Walter reckons it will be only a couple of weeks before he sells a painting and Lady Juliet goes on the wall. He sells his paintings for less than a thousand pounds each. He has a gallery in Bloomsbury just round the corner from my mansion flat in Tavington Court, not far from the British Museum – coincidence! Coincidence! See how God has arranged everything for our benefit.

It is a feature of new love that the senses grow sharper, the eye grows brighter – even my poor tired ones, in their sixth decade of being, and all things have meaning. I did the Lottery and won £92. I suppose we are ‘in love'. The public pool is more full of event and far more full of chlorine than my own ever was. Now Doris Dubois has doubled the size of the one at the Manor House, as Ross, Barley's chauffeur, tells me she has, it will be lonelier still. Good. But I hardly think of Doris Dubois these days and of Barley even less. Hate is minimally more powerful than love, it seems, certainly harder to lose from the system, or perhaps I never loved Barley; all he ever was, was habit.

I love Walter Winston Wells, [email protected]. The only cure for one man, as Ross pointed out, is another man. I met Ross by accident down at the swimming pool where Walter dove and I paddled. Ross was always an ally of mine: he knew what Barley could be like. Ross goes swimming to lose weight, and then goes straight to Kentucky Fries for a triple cheeseburger and baked potato with sour cream and chives. He reckons the sour cream is less fattening than butter. Ross believes what he wants to believe, and who doesn't? He's a great strong white-haired man with a loose jaw and big teeth, who used to be a security guard, and is now trained by Mercedes to get out of ambushes fast. Property is not the safest business in the world once you get to the top, especially now the Moscow Mafia have moved in. No such worries with Walter: I get on a bus.

Walter Winston Wells, www, was having trouble with his telephone bill, his rent, his council tax, the bill to his paint supplier – titanium white is a shocking price – and I paid them all.

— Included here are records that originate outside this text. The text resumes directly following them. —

PR #14, opened 2015-04-22
Add "deploy_egg" command

josericardo:
Ported from the useful_scripts repo:

https://github.com/scrapinghub/useful_scripts/blob/master/scripts/build_and_deploy_egg_from_source.sh


eliasdorneles:
Thanks, @josericardo, looks good to me! +1

pablohoffman:
:+1: @josericardo 

probably worth removing the one from useful_scripts now.

eliasdorneles:
Hang on, let's wait a bit before deleting it from useful_scripts: there are other scripts depending on that one. It's probably better to finish porting the remaining scripts, before deleting it (or change it to use `shub`).

PR #15, opened 2015-04-22
Use hifens instead of underscore for command names

josericardo:
Easier to type?


pablohoffman:
which command uses this separator?

PR #16, opened 2015-04-27
Add "deploy-reqs" command

josericardo:
A port from the deploy_requirements script from useful_scripts.

It's a wrapper around the deploy-egg command. 
It downloads, builds and deploys dependencies read from a requirements.txt file.

I couldn't think of a simple way to test it, since it has to download the packages. Besides from that, it's just a wrapper around deploy-egg, which has tests.


pablohoffman:
looks good, how about `deploy-reqs` for a shorter command name?

josericardo:
deploy-reqs is better, updated :)

pablohoffman:
Looks good. For testing, what about creating (in an ephemeral temporary dir) a fake requirements.txt and 2 fake libraries in the same dir, and make sure those two are deployed?. Or at least they invoke deploy_egg the way it's supposed to.

josericardo:
Test added :)

pablohoffman:
@josericardo can you rebase?. It doesn't merge in the current state.

josericardo:
Sure @pablohoffman, done :)

PR #17, opened 2015-05-05
Add "download-eggs" command

josericardo:
Downloads all the project's eggs as a zip file. 

Very simple, just hits the project's eggs bundle url and saves it.


pablohoffman:
How about `fetch-eggs` for the command name?. Just because it's shorter.

josericardo:
Ok, done.

PR #24, opened 2015-06-13
Add version command

eliasdorneles:
Hey fellows,

Here is a proposal adding the `__version__` variable in `__init__.py` (updated automatically when doing the release with `bumpversion`) and it also adds a `shub version` command which will give the current version.

Does this look good?


eliasdorneles:
I think we're ready for a release after this one.

I intended to do the release now, but realized I lack the necessary pypi access. /cc @pablohoffman @dangra

dangra:
As far as I see travis-ci is configured to do the release on new tags.

dangra:
I mean, just push the changes and the tags added by bumpversion `git push origin master --tags`

eliasdorneles:
@dangra ahh, that's cool, didn't know that, thank you!

well, then I'll merge this PR and do the release (there are a bunch of things depending on it already) -- if there is a problem we do a pach release.

eliasdorneles:
Ops, I just realized that the tests are broken, the Travis CI build is not running the tests and neither does tox locally -- they're both reporting all green because no tests are being collected. :)

I shall fix that before doing the release.

pablohoffman:
Ooops!. Good catch @eliasdorneles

Good Lord, why should a man of talent be so burdened? He sells his paintings for between £500 and £900 – except for Lady Juliet which went for £20,000 – more like its true worth – and of course he didn't get a penny of that, Little Children, Everywhere, got it – unless the Randoms' embezzled it, which I don't suppose they did – and the Bloomsday Gallery takes sixty per cent and he is meant to give them everything he paints, because they once paid £400 of accumulated bills and he signed this wretched document. But of course he puts some aside and sells them privately. How else is he supposed to live? The Bloomsday is quite small and unfashionable, and Larry and Tommy who run it are weasly little creatures who speak through their noses and put VAT on the selling price including commission, so Walter has to pay more than his fair share. At least I think this is how it works – I can't quite get my head round it.